Activity
The number of lines containing the word "have" is all you should give; count them in the records below.

Excerpts from a dataset
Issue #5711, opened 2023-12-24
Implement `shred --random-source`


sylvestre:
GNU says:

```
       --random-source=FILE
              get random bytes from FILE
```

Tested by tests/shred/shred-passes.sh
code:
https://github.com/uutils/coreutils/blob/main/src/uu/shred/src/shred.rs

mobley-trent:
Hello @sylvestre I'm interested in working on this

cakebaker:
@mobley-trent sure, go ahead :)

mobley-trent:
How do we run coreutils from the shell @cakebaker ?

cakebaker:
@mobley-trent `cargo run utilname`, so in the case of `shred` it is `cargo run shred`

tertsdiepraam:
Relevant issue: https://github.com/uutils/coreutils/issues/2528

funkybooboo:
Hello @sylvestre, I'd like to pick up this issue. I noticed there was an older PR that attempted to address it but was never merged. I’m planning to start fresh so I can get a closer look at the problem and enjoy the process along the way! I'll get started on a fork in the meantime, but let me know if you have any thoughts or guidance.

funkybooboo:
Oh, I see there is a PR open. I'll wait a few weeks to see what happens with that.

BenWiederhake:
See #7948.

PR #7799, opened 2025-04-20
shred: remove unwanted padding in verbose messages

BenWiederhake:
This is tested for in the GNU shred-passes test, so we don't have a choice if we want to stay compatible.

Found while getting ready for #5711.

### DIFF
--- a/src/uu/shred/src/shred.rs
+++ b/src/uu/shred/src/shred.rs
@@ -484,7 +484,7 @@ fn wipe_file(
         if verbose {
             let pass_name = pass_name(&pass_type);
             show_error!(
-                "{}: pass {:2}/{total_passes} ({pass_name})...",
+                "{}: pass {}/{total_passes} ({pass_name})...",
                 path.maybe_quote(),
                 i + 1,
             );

Task result
2